Abastenia St. Leger Eberle

Abastenia St. Leger Eberle
Born April 6, 1878
Webster City, Iowa, United States
Died February 26, 1942(1942-02-26) (aged 63)
New York City
Nationality American
Known for Sculpture
Notable work Girl Skating (1907)
White Slave (1913)
Movement Ashcan School
New Sculpture
Realism

Abastenia St. Leger Eberle (April 6, 1878 – February 26, 1942)[1] was an American sculptor known for her energetic, small bronze sculptures depicting poor immigrants on New York's City's Lower East Side as subject matter. As an artist Eberle had strong beliefs and felt a need for artists to create politically and socially conscious works of art that reflected current issues. Ederle spent much of her life working towards equal rights for American women and a widespread push for equality.[2] Her most famous piece The White Slave representing child prostitution caused controversy when exhibited at the 1913 Armory Show.[3]

Early life

Born on April 6th, 1878 in Webster City, Iowa, her father was a doctor and her mother a musician. Her family later moved to Kansas, then Missouri, before settling in Canton, Ohio. She initially studied to become a professional musician, but her father noticed her talent for modeling. He showed some interest in her developments, but never offered Eberle much financial backing during her lifetime. Eberle’s mother offered piano lessons and encouraged her to pursue her musical talent, which she displayed at a young age.  Eberle pursued cello professionally, until one day her father was so impressed with a clay mask Eberle worked out that he acquired some modeling wax for her from a patient who made busts. Confident that she would quickly achieve talent in sculpture Eberle stated, “I knew it [sculpture] was my work.”[4] She received lessons from this patients before enrolling at the Art Students League in New York.

Early career

Once Eberle had obtained the wax from her father’s patient,

Eberle began copying tombstones in her community because that was the only type of sculpture that was available to her in Canton at that time.

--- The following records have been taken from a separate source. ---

Issue #42, opened 2014-02-09
Carnival Phantasm positioning issue


rcombs:
libass: 
![libass](http://puu.sh/6P3gp.png)
xy-vs:
![xy-vs](https://dl.dropboxusercontent.com/s/vner39a2py41teh/%5BUTW%5D_Carnival_Phantasm_-_08_%5BBD%5D%5Bh264-1080p_FLAC%5D%5B9AD4509C%5D_001_5719.png?dl=1&token_hash=AAEW5ty9Hxix7iW63hdEB3FViUHpsGRsX7icHpf9EO6xMw)
File is 9AD4509C

```
Dialogue: 0,0:03:58.53,0:04:02.02,Sign-SaberWork,,0,0,0,,{\fad(0,745)\frz2.5\fax0.05\fscx81\fscy80\1a&H00&\4c&HFFFEFF\3a&H00&\bord4\fsp15\b1\blur1\c&HEFB94C&\pos(325,767)\3c&HEFB94C&}Saber
Dialogue: 1,0:03:58.53,0:04:02.32,Sign-SaberWork2,,0,0,0,,{\fad(0,745)\frz2.5\fax0.05\fscx96\fscy92\1a&H00&\b1\blur0.5\bord6\pos(444,835)\c&HFFFFFF&\3c&HEFB94C&}Saber{\alpha&HFF&}\h\h\h\h\h\h\h\N{\alpha&H00&}at Work
Dialogue: 2,0:03:58.53,0:04:02.32,Sign-SaberWork2,,0,0,0,,{\fad(0,745)\frz2.5\fax0.025\fscx94\fscy91\1a&HFF&\b1\blur1\bord2\pos(444,835)\c&HFFFFFF&\3c&HFDE882&}Sa{\alpha&H2F&\1a&HFF&}be{\alpha&H50&\1a&HFF&}r{\alpha&HFF&}\h\h\h\h\h\h\h\N{\alpha&H00&\1a&HFF&}at {\alpha&H1F&\1a&HFF&}Wo{\alpha&H40&\1a&HFF&\bord0.5\3c&HFEF7C2&}rk
```

rcombs:
This looks to be fixed by @astiob's 2014 commit, or at least the sign looks pretty sensible now and I vaguely recall it being a fine mess:
![image](https://user-images.githubusercontent.com/819638/78308939-68b6ef80-750f-11ea-9f93-e83a1d17f241.png)

astiob:
[...]

Issue #2, opened 2013-11-09
\h rendered as "character not found" box in certain fonts without HarfBuzz


rcombs:
![Bug image](https://dl.dropboxusercontent.com/u/46348978/Plex/Photo%20Nov%2006%2C%2021%2053%2008.png)
Looks like a missing nbsp character to me, but it should probably be replaced with a regular space.
Latest git master. Harfbuzz is disabled. No shaping hints set.

PR #399, opened 2020-05-27
Make harfbuzz a hard dependency

### LINKED ISSUE #199: Require HarfBuzz?
Lots of things break without HarfBuzz: Arabic (right? I think FriBidi had some sort of fallback thing but it isn’t good?), vertical Japanese, syllabic Korean and many other Asian scripts. (How do Indic scripts fare?) The kerning setting in libass also does nothing without HarfBuzz despite being exposed, and some fonts might rely on OpenType features for correct display even of European scripts.

HarfBuzz has long been very easy to build on all major platforms including Windows, Linux and OS X. HarfBuzz _does not require_ GLib, ICU, Cairo or any other external library. It optionally depends on Graphite2, and while it certainly doesn’t hurt, it isn’t required either (and Graphite2 itself is easy to build as long as you have CMake).

The only problem might be the circular dependency between HarfBuzz and FreeType, but it’s still optional on FreeType’s side and it’s not clear how much trouble it actually causes. And in the worst case, it’s easy to work around by building FreeType without HarfBuzz, then building HarfBuzz with FreeType and then rebuilding FreeType with HarfBuzz if so desired. (Note: HarfBuzz’s dependency on FreeType is usually optional, but _libass requires_ HarfBuzz to depend on FreeType.) (Note²: this means making HarfBuzz a hard dependency of libass would effectively make FreeType a hard dependency of HarfBuzz.) (Edit: when upgrading, the circular dependency actually doesn’t break any build; it just confuses HarfBuzz’s build system when it’s checking FreeType’s pkg-config file. Remove HarfBuzz from freetype2.pc, build HarfBuzz, add it back. Voilà.)

How about we make HarfBuzz a hard requirement to build libass?

If not, or as a transitional measure, how about we make HarfBuzz a “strongly recommended” dependency, so that `./configure` refuses to proceed without it unless you explicitly run it with `--disable-harfbuzz`?

rcombs:
Closes #199.
The hb-ft commit means harfbuzz no longer needs to depend on freetype to work with libass.
Also adds some missing malloc error checking.

### DIFF
--- a/libass/ass_shaper.c
+++ b/libass/ass_shaper.c
@@ -27,7 +27,9 @@
 #include <limits.h>
 #include <stdbool.h>
 
-#include <hb-ft.h>
+#include <ft2build.h>
+#include FT_FREETYPE_H
+#include FT_TRUETYPE_TABLES_H
 enum {
     VERT = 0,
     VKNA,
@@ -249,6 +251,31 @@ size_t ass_glyph_metrics_construct(void *key, void *value, void *priv)
     return 1;
 }
 
+static hb_blob_t*
+get_reference_table(hb_face_t *hbface, hb_tag_t tag, void *font_data)
+{
+  FT_Face face = font_data;
+  FT_ULong len = 0;
+
+  if (FT_Load_Sfnt_Table(face, tag, 0, NULL, &len) != FT_Err_Ok)
+    return NULL;
+
+  char *buf = malloc(len);
+  if (!buf)
+    return NULL;
+
+  if (FT_Load_Sfnt_Table(face, tag, 0, (FT_Byte*)buf, &len) != FT_Err_Ok) {
+    free(buf);
+    return NULL;
+  }
+
+  hb_blob_t *blob = hb_blob_create(buf, len, HB_MEMORY_MODE_WRITABLE, buf, free);
+  if (!blob)
+      free(buf);
+
+  return blob;
+}
+
 static hb_bool_t
 get_glyph_nominal(hb_font_t *font, void *font_data, hb_codepoint_t unicode,
                   hb_codepoint_t *glyph, void *user_data)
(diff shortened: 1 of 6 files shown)


libass/ass_shaper.c
```diff
@@ -613,7 +619,7 @@ shape_harfbuzz_process_run(GlyphInfo *glyphs, hb_buffer_t *buf, int offset)
  * \param glyphs glyph clusters
  * \param len number of clusters
  */
-static void shape_harfbuzz(ASS_Shaper *shaper, GlyphInfo *glyphs, size_t len)
+static int shape_harfbuzz(ASS_Shaper *shaper, GlyphInfo *glyphs, size_t len)
```
astiob, line 659: Wouldn’t it be more consistent to make this return `bool` (true on success, false on failure)? I assume you’re mirroring the return value of `ass_shaper_shape` here, so shall we change _that_ to `bool` too?

libass/ass_shaper.c
```diff
@@ -411,11 +438,21 @@ static hb_font_t *get_hb_font(ASS_Shaper *shaper, GlyphInfo *info)
     hb_fonts = font->shaper_priv->fonts;
     if (!hb_fonts[info->face_index]) {
         FT_Face face = font->faces[info->face_index];
-        hb_font_t *hb_font = hb_fonts[info->face_index] =
-            hb_ft_font_create(face, NULL);
+        hb_face_t *hb_face = hb_face_create_for_tables(get_reference_table, face, NULL);
```
khaledhosny, line 441: Note that `hb_face_create_for_tables()` never return NULL. In case of failure it will return a singleton empty `hb_face_t` (as returned by `hb_face_get_empty()`).

libass/ass_shaper.c
```diff
@@ -411,11 +438,21 @@ static hb_font_t *get_hb_font(ASS_Shaper *shaper, GlyphInfo *info)
...
+        if (!hb_face)
+            return NULL;
```
khaledhosny, line 443: Note that `hb_face_create_for_tables()` never return NULL. In case of failure it will return a singleton empty `hb_face_t` (as returned by `hb_face_get_empty()`).

libass/ass_shaper.c
```diff
@@ -411,11 +438,21 @@ static hb_font_t *get_hb_font(ASS_Shaper *shaper, GlyphInfo *info)
...
+        hb_face_set_index(hb_face, face->face_index);
+        hb_face_set_upem(hb_face, face->units_per_EM);
+
+        hb_font_t *hb_font = hb_fonts[info->face_index] = hb_font_create(hb_face);
+        hb_face_destroy(hb_face);
         if (!hb_font)
             return NULL;
```
khaledhosny, line 450: Same here, `hb_font_create()` never returns `NULL`.

astiob:
@rcombs I went ahead and edited your PR to return `bool` from `ass_shaper_shape` and `shape_harfbuzz`. Could you glance over it?

In particular, I [moved the returns inside the switch and added a `default` label](https://github.com/libass/libass/pull/399/files#diff-88b8b5ba7fa04b02b453c70be0fbcf73R948-R957) to proactively placate static analysers (for reference, we validate the shaper selection in `render_api.c`).

TheOneric:
This also closes #2 iinm.
Judging by the comments in 2 and 42, 33a3ab2 can probably be safely reverted with HarfBuzz as a hard dependency.

astiob:
Good catch, but we allow HarfBuzz to be explicitly disabled at runtime, so #2 still applies in those cases.

Meanwhile, reverting 33a3ab2c8777241b73ad85024158e19fb1f9c699 is required to fix #42 (and #2) anyway. I’d love to know what necessitated that commit in the first place, but alas.

astiob (approved):

astiob:
Is anyone testing this? 😅 IIRC we haven’t merged this yet because @rcombs wasn’t quite sure about the hb-ft changes. Shall we just merge and hope for the best or for bug reports to come in?

TheOneric:
First three commits seem fine to me and I'm not familiar enough with harfbuzz and freetype to say anything about the fourth commit.

> Is anyone testing this?

With patches applied and a freetype-less harfbuzz lib preloaded, it did pass a small set of `compare` tests. `lsof` and `ldd` seem to verify that a freetype-less harfbuzz was used. Regular video players I tried all fail due to pango trying to use `hb_ft_…` symbols.
That's only a quick and limited test though.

After awhile Eberle became so desperate to receive some art training that she took it upon herself to get other locals registered to fill spots when she got wind that sculptor Frank Vogan would come to Canton, Ohio to teach a class.  Eberle continued to study with Vogan for two years, which she stated was very useful to her developments as an artist. In 1899, twenty-one-year-old Eberle would begin training under George Grey Barnard at the Art Students League in New York.[4] At some point in Eberle’s early twenties she went to visit her family in Puerto Rico, where her father had been relocated as a U.S. Army doctor. While in Puerto Rico, Eberle made small, quick clay sketches of everyday street subjects. Eberle’s piece Puerto Rican Mother and Child (1901) was the first pieces that Eberle depicted the everyday life of lower class people.[4] She received recognition as a young talent right away and received her tuition in scholarships and prizes. In fact, Eberle made such an impression on Barnard that eventually he left her in charge of the classroom when he could not make it to leas the class. She achieved early success with her sculpture Men and Bull, created in collaboration with Anna Hyatt, which was shown at the 1904 exhibition of the Society of American Artists.. In 1906 Huntington and Eberle went their separate ways. Huntington dedicated her work to animal sculptures and large monuments and Eberle worked on small bronzes dealing with social reform of lower-class immigrants. In 1907 Eberle completed, Roller Skater (1906) (Girl with Roller Skate or Roller Skating), an energetic clay sketch of a lower class, young girl roller skating down the street. This was the first time she completed a study from the street life of New York.[4] In 1906 she was elected to the National Sculpture Society.[5] In 1920, she was elected into the National Academy of Design as an Associate Academician. St. Leger Eberle worked in a style related to Art Nouveau and the New Sculpture movement. She produced mainly portrait sculpture and decorative work for fountains.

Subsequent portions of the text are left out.